Hope everything goes well, def. make sure you check out this mare which sounds like you are. I know in my area there has been a lot of shall we say "misrepresentation" of horses for sale. My husband knows of a guy that bought a horse that had a guarantee but the seller did not uphold that...not sure of the details of the agreement but the horse may of been drugged. 
I dont want to scare you but please just make sure you check her out and get your agreements in writing .....good luck , she sounds like she may be a good one : )


----------



## PaintsPwn (Dec 29, 2009)

I'd do a trade and some cash. He came to you wanting to trade, so you've obviously got something they want pretty bad.


----------



## equiniphile (Aug 16, 2009)

Its not really up to me as my mom technically bought the horse we're trading. I see your point, paintspwn, but my horse is useless to me. He eats a ton, has no ground manners, and I don't have a draft saddle to try and ride him in. If the seller seems like he really wants my horse for some unfathomable reason, I'll ask my mom to try and persuade him into letting me take his horse's tack when I buy her. 2 days and 30 minutes until I can ride her! Lol I'm excited
_Posted via Mobile Device_


----------



## equiniphile (Aug 16, 2009)

I'll definitely be on the lookout for a drugged horse. I looked up some signs of drugging besides the obvious ear/lip movements and found these. Any more you would add? 

Ears don't move, even when there is a lot of noise. They mostly stay in a tilted back position.
Dropped heart rate- a horse's natural pulse should be between 40-60 Beats per minute. If you are suspicious that a horse may be drugged walk up and take the pulse right along the girth line.
Extra salavation from the mouth, even when not worked. A horse will naturally salavate with a bit in their mouth, however, if you notice the St Bernard or Mastiff effect on a horse, steer clear.
Glazed eyes with hardly any blinking.
Dehydration of the skin- a horse normally doped up will not drink or eat properly. Pinch a fatty part of the skin, if it doesn't fold back to normal...you know something is wrong.
_Posted via Mobile Device_


----------



## Indyhorse (Dec 3, 2009)

You ought to have a vet check her out before you agree to the trade regardless. Can you arrange for one to come check her out when you go out there to ride her?


----------



## equiniphile (Aug 16, 2009)

Ill ask my mom, but her answer will most likely be something about how he's a trustworthy seller because he's her boyfriend's best friend....regardless, there could be something wrong he didn't know about
_Posted via Mobile Device_


----------



## kitten_Val (Apr 25, 2007)

Actually "bred and trained" together with the fact he doesn't know her breed and just said "she parks out like a TWH" sounds pretty scary to me. :shock: Also "brideless" you mean no bridle? In 4 years old?
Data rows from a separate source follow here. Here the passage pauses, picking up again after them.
PR #3258, opened 2020-02-24
Changes for Rx

DavideD:
If possible, I woud like to relax some of the scopes of some methods so that I can reuse them or override them in Hibernate ORM. Let me know if I need to create a JIRA for this.

Thanks

### DIFF
--- a/hibernate-core/src/main/java/org/hibernate/internal/SessionImpl.java
+++ b/hibernate-core/src/main/java/org/hibernate/internal/SessionImpl.java
@@ -1005,7 +1005,7 @@ public class SessionImpl
 	}
 
 	@Override
-	public final Object internalLoad(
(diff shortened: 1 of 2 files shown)


Sanne:
changes look ok. I'd prefer to have a JIRA to refer to as that's a rule in ORM.

Could you create one, mention it in the commits as per the usual template, and then merge? Thanks!

DavideD:
Jira: https://hibernate.atlassian.net/browse/HHH-13878

sebersole:
We need to be careful about these changes.  Making them accessible may help
y'all, but it also means some user and is going to use it as well

Sanne:
agreed @sebersole - we're trying to be careful generically speaking.  Specifically, these changes aren't very concerning, would you agree?

PR #3260, opened 2020-02-25
HHH-13879 - Slow query log should use System#nanoTime not System#currentTimeMillis

vladmihalcea:
https://hibernate.atlassian.net/browse/HHH-13879

### DIFF
--- a/hibernate-core/src/main/java/org/hibernate/engine/jdbc/internal/ResultSetReturnImpl.java
+++ b/hibernate-core/src/main/java/org/hibernate/engine/jdbc/internal/ResultSetReturnImpl.java
@@ -46,9 +46,9 @@ public class ResultSetReturnImpl implements ResultSetReturn {
 	@Override
 	public ResultSet extract(PreparedStatement statement) {
 		// IMPL NOTE : SQL logged by caller
-		long executeStart = 0;
+		long executeStartNanos = 0;
 		if ( this.sqlStatementLogger.getLogSlowQuery() > 0 ) {
-			executeStart = System.currentTimeMillis();
+			executeStartNanos = System.nanoTime();
 		}
 		try {
 			final ResultSet rs;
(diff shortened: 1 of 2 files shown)


hibernate-core/src/main/java/org/hibernate/engine/jdbc/internal/ResultSetReturnImpl.java
```diff
@@ -46,9 +46,9 @@ public ResultSetReturnImpl(JdbcCoordinator jdbcCoordinator, JdbcServices jdbcSer
 	@Override
 	public ResultSet extract(PreparedStatement statement) {
 		// IMPL NOTE : SQL logged by caller
-		long executeStart = 0;
+		long executeStartNanos= 0;
```
kortov: I guess all the `long executeStartNanos= 0` lines here are missing a space after `executeStartNanos`

vladmihalcea: Thanks for spotting it. I fixed it and rebased it.

NathanQingyangXu: Saw @Sanne 's comment on your ticket. I don't know too much about it, but it seems another exciting PR from Vlad.

hibernate-core/src/main/java/org/hibernate/engine/jdbc/spi/SqlStatementLogger.java
```diff
@@ -134,34 +135,34 @@ public void logStatement(String statement, Formatter formatter) {
...
-	public void logSlowQuery(String sql, long startTime) {
+	public void logSlowQuery(String sql, long startTimeNanos) {
 		if ( logSlowQuery < 1 ) {
 			return;
 		}
-		assert startTime > 0 : "startTime is invalid!";
-
-		long spent = System.currentTimeMillis() - startTime;
+		if ( startTimeNanos <= 0 ) {
+			throw new IllegalArgumentException( "startTimeNanos should be greater than 0!" );
```
NathanQingyangXu: I would suggest providing more clue about  the exception like
```
throw new IllegalArgumentException( "startTimeNanos [" + startTimeNanos + "] should be greater than 0!" );
```
to help debugger a little bit.

vladmihalcea:
@sebersole Thanks for merging it.

PR #3264, opened 2020-02-26
JDBC optimisations: skip warnings reset, entrust the Connection Pool to do it

Sanne:
see  - https://hibernate.atlassian.net/browse/HHH-13880


Sanne:
hi @sebersole, did you have any time to look?

I'm open to suggestions and could extract a simpler form from this; I believe even just doing what's essentially in 76b1d0d63ee16e3e860a3c7a026413421bd22275 it would help for the most common cases, and yet be a less invasive patch. Might like it better?

yrodiere:
Hey @Sanne , do you think this is still relevant? I suspect that after all this time, rebasing would amount to completely rewriting the PR...

Sanne:
I know it's still a performance issue - but also I suspect nobody was quite happy with this mess.
Let's close the particular PR but would be nice to resolve the underlying problem.

PR #3269, opened 2020-02-26
Wip/6.0 Fix HQL 'setClause' ANTLR grammar error

NathanQingyangXu:
Seems an obvious bug. I found this during the 'column quoting' verification developing.

The original grammar would be broken for the following HQL statements involving multiple set clauses:
```
update Product p set p.name = ?1, p.description = ?2 were p.id = 1
```
Obviously we need `COMMA` here.


gavinking:
Note that I already caught this error and fixed it in https://github.com/hibernate/hibernate-orm/pull/3239.

NathanQingyangXu:
> Note that I already caught this error and fixed it in #3239.

Thanks for letting me know. For that reason, I closed this PR.

PR #3270, opened 2020-02-27
HHH-13322 Fix Oracle dialect's 'getQuerySequencesString()' issue

NathanQingyangXu:
https://hibernate.atlassian.net/browse/HHH-13322

Very similar to my previous PR: https://github.com/hibernate/hibernate-orm/pull/3147 (for https://hibernate.atlassian.net/browse/HHH-13373). The root cause is we didn't limit the sequence information within current schema (in Oracle, user/schema is the same thing).

Changing 'all_sequences' table to 'user_sequences' should solve the issue.
Testing case added after careful local testing based on (Mac + Docker + Oracle).

### DIFF
--- a/hibernate-core/src/main/java/org/hibernate/dialect/Oracle8iDialect.java
+++ b/hibernate-core/src/main/java/org/hibernate/dialect/Oracle8iDialect.java
@@ -420,7 +420,7 @@ public class Oracle8iDialect extends Dialect {
 		else {
 			return
 				String.format(
-						"%s start with %d increment by  %d",
+						"%s start with %d increment by %d",
 						getCreateSequenceString( sequenceName ),
 						initialValue,
 						incrementSize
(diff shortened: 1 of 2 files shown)


hibernate-core/src/main/java/org/hibernate/dialect/Oracle8iDialect.java
```diff
@@ -490,7 +490,7 @@ public boolean forUpdateOfColumns() {
 
 	@Override
 	public String getQuerySequencesString() {
-		return "select * from all_sequences";
+		return "select * from user_sequences";
```
NathanQingyangXu: In Oracle, 'all_sequences' is a view to list everything regardless of schema, whereas 'user_sequences' will limit within current schema. User and schema is the same thing in Oracle.

dreab8:
applied upstream, I made only a little change to the test, on the CI Oracle instance we have an issue with the schema name you originally used in the test.

Thanks @NathanQingyangXu

PR #3271, opened 2020-02-28
HHH-13884 Order.reverse() contract

seregamorph:
https://hibernate.atlassian.net/browse/HHH-13884

backport for #3272

[javax.persistence.criteria.Order.reverse()](https://docs.jboss.org/hibernate/jpa/2.2/api/javax/persistence/criteria/Order.html#reverse--) method javadoc explicitly declares that `reverse()` should return new instance.


NathanQingyangXu:
Seems a good catch. JPA does require to return a new Order instance. The implementation is based on fluent API design. One of the concern is this code change might break our client's code, but if JPA dictates it, it might be the way we should go.

seregamorph:
@NathanQingyangXu  any objections to merge it?

NathanQingyangXu:
I have approved but I have no rights to merge it for I am not a team member.

seregamorph:
@beikov any chance to accept this? If no, let's close it

PR #3272, opened 2020-02-28
HHH-13884 Order.reverse() contract

seregamorph:
https://hibernate.atlassian.net/browse/HHH-13884

backported in #3271

[javax.persistence.criteria.Order.reverse()](https://docs.jboss.org/hibernate/jpa/2.2/api/javax/persistence/criteria/Order.html#reverse--) method javadoc explicitly declares that `reverse()` should return new instance.

### DIFF
--- a/hibernate-core/src/main/java/org/hibernate/query/sqm/tree/select/SqmSortSpecification.java
+++ b/hibernate-core/src/main/java/org/hibernate/query/sqm/tree/select/SqmSortSpecification.java
@@ -18,7 +18,8 @@ import org.hibernate.query.sqm.tree.expression.SqmExpression;
 public class SqmSortSpecification implements JpaOrder {
 	private final SqmExpression sortExpression;
 	private final String collation;
-	private SortOrder sortOrder;
+	private final SortOrder sortOrder;
+
 	private NullPrecedence nullPrecedence;
 
 	public SqmSortSpecification(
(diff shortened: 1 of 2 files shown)


hibernate-core/src/main/java/org/hibernate/query/sqm/tree/select/SqmSortSpecification.java
```diff
@@ -16,22 +16,21 @@
  * @author Steve Ebersole
  */
 public class SqmSortSpecification implements JpaOrder {
-	private SqmExpression sortExpression;
-	private String collation;
-	private SortOrder sortOrder;
-	private final NullPrecedence nullPrecedence;
```
seregamorph: please note: `nullPrecenence` duplicates `precedence` field.
`nullPrecendence` was assigned only in constructor and **never used**, all other access is done to `precedence` field.
I looks like a defect. I fixed it, because otherwise I could not write a test to validate all assignments in this class.

sebersole: I prefer the name `nullPrecedence` - its more consistent and self-documenting

seregamorph: fixed

seregamorph:
@sebersole requested change addressed. Still any objections to merge it?

seregamorph:
@sebersole @beikov please make a decision on it. It was created half a year ago. If you don't like it, lets close.

beikov:
Could you please rebase it, I can't merge it right now.

seregamorph:
@beikov rebased on top of `wip/6.0` and squashed into a single commit without changes.

PR #3275, opened 2020-03-01
Wip/6.0 Fix a double-checked locking implementation imperfection

NathanQingyangXu:
Double checked locking is subtle and error-prone. There is some imperfection as per https://en.wikipedia.org/wiki/Double-checked_locking. See code review self-comment for details.

### DIFF
--- a/hibernate-core/src/main/java/org/hibernate/persister/collection/AbstractCollectionPersister.java
+++ b/hibernate-core/src/main/java/org/hibernate/persister/collection/AbstractCollectionPersister.java
@@ -753,7 +753,7 @@ public abstract class AbstractCollectionPersister
 	}
 
 	// lazily initialize instance field via 'double-checked locking'
-	// see https://en.wikipedia.org/wiki/Double-checked_locking
+	// see https://en.wikipedia.org/wiki/Double-checked_locking on why 'volatile' and local copy is used
 	protected CollectionLoader getStandardCollectionLoader() {
 		CollectionLoader localCopy = standardCollectionLoader;
 		if ( localCopy == null ) {
--- a/hibernate-core/src/main/java/org/hibernate/persister/collection/AbstractCollectionPersister.java
+++ b/hibernate-core/src/main/java/org/hibernate/persister/collection/AbstractCollectionPersister.java
@@ -744,7 +744,7 @@ public abstract class AbstractCollectionPersister
 		}
 	}
 
-	private CollectionLoader standardCollectionLoader;
+	private volatile CollectionLoader standardCollectionLoader;
 
 	@Override
 	public void initialize(Object key, SharedSessionContractImplementor session) throws HibernateException {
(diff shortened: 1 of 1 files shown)


hibernate-core/src/main/java/org/hibernate/persister/collection/AbstractCollectionPersister.java
```diff
@@ -744,18 +744,21 @@ protected void logStaticSQL() {
...
 		determineLoaderToUse( key, session ).load( key, session );
 	}
 
+	// lazily initialize instance field via 'double-checked locking'
+	// see https://en.wikipedia.org/wiki/Double-checked_locking on why 'volatile' and local copy is used
 	protected CollectionLoader getStandardCollectionLoader() {
 		CollectionLoader localCopy = standardCollectionLoader;
 		if ( localCopy == null ) {
 			synchronized (this) {
+				localCopy = standardCollectionLoader;
```
NathanQingyangXu: Without the above statement, there is no reason to check again at the next statement for `localCopy` would always be null.

hibernate-core/src/main/java/org/hibernate/persister/collection/AbstractCollectionPersister.java
```diff
@@ -744,18 +744,21 @@ protected void logStaticSQL() {
 		}
 	}
 
-	private CollectionLoader standardCollectionLoader;
+	private volatile CollectionLoader standardCollectionLoader;
```
NathanQingyangXu: The `volatile` keyword is mandatory to benefit from the 'local copy' paradigm later.

hibernate-core/src/main/java/org/hibernate/persister/collection/AbstractCollectionPersister.java
```diff
@@ -744,18 +744,21 @@ protected void logStaticSQL() {
...
+	// lazily initialize instance field via 'double-checked locking'
+	// see https://en.wikipedia.org/wiki/Double-checked_locking on why 'volatile' and local copy is used
 	protected CollectionLoader getStandardCollectionLoader() {
 		CollectionLoader localCopy = standardCollectionLoader;
 		if ( localCopy == null ) {
 			synchronized (this) {
+				localCopy = standardCollectionLoader;
 				if ( localCopy == null ) {
 					localCopy = createCollectionLoader( LoadQueryInfluencers.NONE );
 					standardCollectionLoader  = localCopy;
```
NathanQingyangXu: see the explanation in screenshot to fully understand the tech details. It is subtle and error-prone.

Screen Shot 2020-02-29 at 10 31 24 PM

sebersole:
Double-check locking is also sometimes perfectly valid.  

@barreiro if you have a chance would you be willing to look this over?  I'd love to get your thoughts.

NathanQingyangXu:
btw, I created the PR as per the java version (after v1.5) in https://en.wikipedia.org/wiki/Double-checked_locking. The currently implementation boils down to single checking. Also, it is the advanced version (as per the wiki, it can bring 25% performance improvement) 
Screen Shot 2020-03-16 at 9 44 50 AM
and relies on heavily on `volatile` keyword.

NathanQingyangXu:
> Double-check locking is also sometimes perfectly valid.
> 
> @barreiro if you have a chance would you be willing to look this over? I'd love to get your thoughts.

btw, I created the PR as per the java version (after v1.5) in https://en.wikipedia.org/wiki/Double-checked_locking. The current implementation boils down to single checking (the gist of double-checked locking is the second checking within `synchronized` block, which is missing currently). Also, it is the advanced version (as per the wiki, it can bring 25% performance improvement) based on `local copy`
and relies on heavily on `volatile` keyword.

barreiro:
Looks good to me.

sebersole:
Thanks @NathanQingyangXu && @barreiro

Even Stacy Westfall said she rides bridless only in ring after 800 hours put on horse and she's a top trainer. I know it sounds very mean, but I really hope the horse is INDEED what he said she is. Be very careful evaluating the horse and do the vet check for sure. 

As for "best friend" and such my neighbor got a pony from her "best friend" who almost sent her 10 years old in ER couple times. Needless to say said friend refused to take a horse back or exchange on another one. So pony just sits in her field with no use (girl is terrified to ride after that). I'm NOT saying it's the same with this guy but people behave not like expected sometime.


----------



## equiniphile (Aug 16, 2009)

Okay. My mom's boyfriend drove us to hid friend's house (he's the Amish guy who's selling the mare we're thinking about) and the horse is a Shire, fleabitten gray in color, but the sire is a full Shire and the dam is only part shire. She's a nice looking horse. We picked up her feet, brushed her all over, led her around (she followed without needing to be held on to), and I rode her around after the owner did. She doesn't neck rein, so I had to act like I was holding an English bridle and lay a rope around her neck to reinforce the neck reining concept. She seemed a little green, but I could work with her on that; help reinforce commands and teach her leg yielding, sidepassing, etc. Her trot was a little bouncy, but I could get used to it. It would be easier to ride her English and post to it, I think. She was clearly not drugged; very alert. As for the bridleless, the owner said his teenage son who was helping to train him used to take the mare out with just a rope around her neck last summer to help bring in the horses for the night, and he said she listened great. I didn't try her bridleless yesterday because they hadn't ridden her much this winter and I didn't want to be the first to ride her tackless after a winter of not riding tackless, but they also said that they would be able to get her to the point where she could ride bridleless again within a few weeks.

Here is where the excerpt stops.